This file defines guidelines and instructions for AI assistants (e.g., Codex, GitHub Copilot Workspace, ChatGPT agents) to understand and contribute effectively to the rsyslog codebase.


Repository Overview

  • Primary Language: C
  • Build System: autotools (autogen.sh, configure, make)
  • Modules: Dynamically loaded from modules/
  • Contributions: Additional modules and features are placed in contrib/, which contains community-contributed plugins not actively maintained by the core rsyslog team. These are retained in contrib/ even if adopted later, to avoid disruptions in dependent software.
  • Documentation: Maintained in a separate repository (rsyslog-doc)
  • Child Projects:
    • rsyslog-docker: Provides prebuilt container environments for development and CI
  • Side Libraries (each in its own repo within the rsyslog GitHub org):

Development Workflow

Base Repository

  • URL: https://github.com/rsyslog/rsyslog
  • Default base branch: master

    For technical reasons, master is still the default branch. Numerous scripts and CI workflows rely on this name.

Contributor Workflow

  1. Fork the repository (for personal development)
  2. Create a feature/fix branch
  3. Push changes to your fork
  4. Open a pull request directly into rsyslog/rsyslog:master

Important

: AI-generated PRs must target the rsyslog/rsyslog repository directly.


Branch Naming Conventions

There are no strict naming rules, but these conventions are used frequently:

  • For issue-based work: i-<issue-number> (e.g., i-2245)
  • For features or refactoring: free-form is acceptable
  • For AI-generated work: prefix the branch name with the AI tool name
    (e.g., gpt-i-2245-json-stats-export)

Coding Standards

  • Use tabs, not spaces for indentation — enforced via CI
  • Commit messages must include all relevant information, not just in the PR
  • Commit message titles must not exceed 70 characters
  • When referencing GitHub issues, use the full GitHub URL to assist in git log-based reviews
  • Favor self-documenting code over excessive inline comments
  • Public functions should use Doxygen-style comments
  • Modules must implement and register modInit() and modExit()

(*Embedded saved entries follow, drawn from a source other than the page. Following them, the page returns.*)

Issue #3927, opened 2024-11-09
Add first class Javascript/Typescript support to the Mill build tool (4500 Bounty)


lihaoyi:
---

**From the maintainer Li Haoyi**: I'm putting a 4500USD bounty on this issue, payable by bank transfer on merged PRs implementing this. [Standard bounty terms](https://github.com/orgs/com-lihaoyi/discussions/6) apply

---

Mill is a multi-language build tool that provides automatic caching and parallelism of build tasks related to local development (see [What Makes Mill Unique?](https://mill-build.org/mill/comparisons/unique.html)). Traditionally it targeted JVM languages, but we think that JS/TS projects could benefit from automatic caching and parallelism as well, especially the larger multi-language codebases with both JVM and JS/TS modules that would benefit from having a single build tool able to build code in both languages incrementally and in parallel.

The goal of this ticket is to generate a set of Typescript build examples that match the Java/Scala/Kotlin equivalents. We already have an [example TypescriptModule](https://mill-build.org/mill/extending/example-typescript-support.html) for demo purposes, but we would need to flesh it out using the equivalent Typescript tools and libraries.

For the purposes of this ticket, each examples should match as closely as possible the Java/Scala/Kotlin equivalents, to provide a useful minimal-but-still-educational code example, along with associated english documentation and explanations. You should read through the relevant sections of the [Building Java with Mill](https://mill-build.org/mill/javalib/intro.html) documentation before proceeding, even if you don't know Java, just to get a feel for what the documentation and examples for each section should cover. 

* [x] `example/jslib/basic/` (500USD)
    * [x] `1-simple/`: A minimal Typescript module demonstrating typechecking/running/testing/bundling of a Node CLI tool
    * [x] `2-react/`: A minimal Typescript module demonstrating typechecking/running/testing/bundling of a React-based web application, served using a static HTML page
    * [x] `3-custom-build-logic/`: A Typescript module with custom build logic

* [x] `example/jslib/basic/`: (500USD)
    * [x] `4-multi-modules/`: Multiple inter-related Typescript modules
    * [x] `5-client-server-hello/`: Demonstrate a client-server application with two modules, one a minimal JS server and one a minimal JS client, wired up and interacting
    * [x] `6-client-server-realistic/`: Demonstrate a client-server application with two modules, one an Express server and one an React.js client, wired up and interacting, implementing a TodoMVC application

* [x] `example/jslib/dependencies/` (500USD)
    * [x] `1-npm-deps/`
[...]

PR #4003, opened 2024-11-21

monyedavid:
### Related Issues

#3927

### Checklist

- [x] **example/jslib/basic**
  - [x] 1-simple/: A minimal Typescript module demonstrating typechecking/running/testing/bundling of a Node CLI tool
  - [x] 2-react/: A minimal Typescript module demonstrating typechecking/running/testing/bundling of a React-based web application, served using a static HTML page
  - [x] 3-custom-build-logic/: A Typescript module with custom build logic


example/javascriptlib/basic/1-simple/build.mill
```diff
@@ -1,18 +1,159 @@
 package build
-import mill._, javascriptlib._
+import mill._
+
+trait TypeScriptModule extends Module {
```
lihaoyi, line 4: You should use `TypeScriptModule` from `javascriptlib` instead of copying it all here

lihaoyi:
Each top-level bullet of the original bounty should be its own PR. For this PR, just focus on `example/jslib/basic/`, and we can review/merge/payout the first part of the bounty first. Extending it for further top-level bullets can come later

example/javascriptlib/basic/1-simple/build.mill
monyedavid: using `import mill._, javascriptlib._`

exits with this error:

```
[build.mill-58] [error] /.../build.mill:3:16: not found: value javascriptlib
[build.mill-58] [error] import mill._, javascriptlib._

```

monyedavid: note, import scalalib._ and others works fine

monyedavid: I think documentation https://mill-build.org/mill/index.html
should include dist.run usage as it was my primary source for information and I am sure it would be for others

example/javascriptlib/basic/1-simple/build.mill
```diff
@@ -1,25 +1,125 @@
...
+  }
 }
 
-// Documentation for mill.javascriptlib
+// Documentation for mill.example.javascriptlib.basic
 
 /** Usage
 
-> mill qux.run James Bond prof
+> mill dist.run example/javascriptlib/basic/1-simple qux.run James Bond prof
```
lihaoyi, line 118: @monyedavid in the example tests you can use `mill` without `dist.run`. Please look at the other example tests for reference, the readme.adoc for how to run these examples, and make sure they are green

monyedavid: got it

example/javascriptlib/basic/1-simple/build.mill
```diff
@@ -1,25 +1,110 @@
...
+  def test =
+    Task {
+      os.call(("echo", "No tests defined for module " + millSourcePath.last), stdout = os.Inherit)
+    }
+
+}
 
-object foo extends TypeScriptModule {
-  object bar extends TypeScriptModule {
+object foo extends SimpleMod {
```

When fixing compiler warnings like stringop-overread, explain in the commit message:

Code Style Rules Enforced by devtools/check-whitespace:

  • Lines must end with a single LF (no missing or extra newlines)
  • Maximum line length: 120 columns (tab width = 8 spaces)
  • No leading space at beginning of line (except for * in comments)
  • No trailing whitespace at line end
  • DOS CRLF format is not permitted

Structured Error Handling Convention

  • Use ABORT_FINALIZE(code); to both set iRet = code and jump to finalize.
  • Use FINALIZE; when exiting with the current iRet value.
  • Use DEFiRet at the beginning of a function to define iRet.
  • Use the label finalize_it: to mark the exception return point.
  • Return using RETiRet.
  • Use CHKiRet() to check a function's return and jump to finalize_it on failure.
  • Use CHKmalloc() and similar macros to verify allocations or calls.
  • localRet is a temporary rsRetVal for intermediate error evaluation.

Testing & Validation

  • All test definitions are located in the /tests directory.
  • The test execution framework is implemented in tests/diag.sh.
  • Tests are driven via make check, which wraps around diag.sh.

Each test file in tests/ is a standalone bash script that is executed independently. These scripts typically begin by sourcing tests/diag.sh, which provides a shared library of functions and utilities for test execution and validation.

Test execution is resource-intensive. Limit concurrency (make check -j4 or less) to avoid unreliable results.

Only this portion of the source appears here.